#### Prompt:
Each line from the one holding "solution you'd like**" to the last line below must be written out exactly, with no other output.

[Saved entries]
PR #157, opened 2023-10-06
Automatically parse the error result field in `sendTransaction`

### LINKED ISSUE #128: Decode XDR structures wherever possible.

Shaptic:
In particular,

```diff
-    errorResultXdr?: string;
+    errorResult?: xdr.TransactionResult;
```

The error result field, if present, will automatically be decoded.
 
Closes #128.

### DIFF
--- a/src/server.ts
+++ b/src/server.ts
@@ -16,7 +16,11 @@ import { Friendbot } from "./friendbot";
 import * as jsonrpc from "./jsonrpc";
 import { SorobanRpc } from "./soroban_rpc";
 import { assembleTransaction } from "./transaction";
-import { parseRawSimulation, parseRawLedgerEntries } from "./parsers";
+import {
+  parseRawSendTransaction,
+  parseRawSimulation,
+  parseRawLedgerEntries
+} from "./parsers";
 
 export const SUBMIT_TRANSACTION_TIMEOUT = 60 * 1000;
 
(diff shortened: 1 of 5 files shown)


src/server.ts
```diff
@@ -626,7 +630,13 @@ export class Server {
   public async sendTransaction(
     transaction: Transaction | FeeBumpTransaction,
   ): Promise<SorobanRpc.SendTransactionResponse> {
-    return await jsonrpc.post(
+    return this._sendTransaction(transaction).then(parseRawSendTransaction);
```
sreuland, line 633: for consideration, a test to demonstrate this new expectation, like `it provides an encoded error result`  in https://github.com/stellar/js-soroban-client/blob/decode-send-transaction/test/unit/server/send_transaction_test.js#L38

sreuland (approved):
looks good, left one comment to consider including some test coverage.

src/server.ts
Shaptic: good call :+1:

Shaptic: done in 930ef87!

PR #158, opened 2023-10-09
Upgrade `stellar-base` and adapt to its breaking changes

Shaptic:


test/unit/server/simulate_transaction_test.js
```diff
@@ -122,8 +122,8 @@ describe('Server#simulateTransaction', function () {
     expect(SorobanClient.SorobanRpc.isSimulationSuccess(parsed)).to.be.true;
   });
 
-  xit('works with restoration', function () {
-    const simResponse = invokeSimulationResponseWithRestoration(address);
+  xit('works with restoration', async function (done) {
```
sreuland, line 125: just checking, should this test still be skipped or enabled, if still disabled, maybe a comment on what's blocking it?

sreuland (approved):

test/unit/server/simulate_transaction_test.js
Shaptic: ooh, great catch, tysm :pray:

it was failing because the fake response generator was non-deterministic. fixed in 06dfff9

PR #160, opened 2023-10-09
Adds a raw `Server._simulateTransaction` to match others

Shaptic:
These are useful for debugging in situations where parsing reveals some underlying bug.

It also removes the `json.post<T>` syntax as the `T` is implied by the `Server` method's return value.

### DIFF
--- a/src/server.ts
+++ b/src/server.ts
@@ -269,21 +269,19 @@ export class Server {
   public async getLedgerEntries(
     ...keys: xdr.LedgerKey[]
   ): Promise<SorobanRpc.GetLedgerEntriesResponse> {
-    return this._getLedgerEntries(
-      ...expandRequestIncludeExpirationLedgers(keys)
-    )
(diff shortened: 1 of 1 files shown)


src/server.ts
```diff
@@ -272,7 +272,7 @@ export class Server {
   public async _getLedgerEntries(
     ...keys: xdr.LedgerKey[]
   ): Promise<SorobanRpc.RawGetLedgerEntriesResponse> {
-    return jsonrpc.post<SorobanRpc.RawGetLedgerEntriesResponse>(
```
sreuland, line 275: that's odd, i'm confused by the diff display as this wasn't changed - https://github.com/stellar/js-soroban-client/blob/raw-methods/src/server.ts#L274

sreuland (approved):

src/server.ts
Shaptic: odd! maybe it's because the branch was slightly out of date

PR #161, opened 2023-10-10
Include expiration entry on ledger entries in getContractData/getLedgerEntries responses

### LINKED ISSUE #153: Add ability to get expiration information
**Is your feature request related to a problem? Please describe.**
There's no obvious way to get the expiration ledger anymore.

**Describe the solution you'd like**
`Server.getLedgerEntries` et al. should allow a `fetchExpiration` parameter that will automatically include a fetch for the corresponding expiration ledger entry.

**Describe alternatives you've considered**
You can do this manually, but you need to know oddly-specific internals about Stellar to achieve it.

This could be done on the RPC side, but it may take longer and this can be a stop-gap.

**Additional context**
[Workaround explanation](https://github.com/stellar/soroban-react-atomic-swap/pull/13#discussion_r1333384134).
[Discord context](https://discord.com/channels/897514728459468821/1158426302777405600/1158496027612041227).

sreuland:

#### Written response:
**Describe the solution you'd like**
`Server.getLedgerEntries` et al. should allow a `fetchExpiration` parameter that will automatically include a fetch for the corresponding expiration ledger entry.

**Describe alternatives you've considered**
You can do this manually, but you need to know oddly-specific internals about Stellar to achieve it.

This could be done on the RPC side, but it may take longer and this can be a stop-gap.

**Additional context**
[Workaround explanation](https://github.com/stellar/soroban-react-atomic-swap/pull/13#discussion_r1333384134).
[Discord context](https://discord.com/channels/897514728459468821/1158426302777405600/1158496027612041227).

sreuland:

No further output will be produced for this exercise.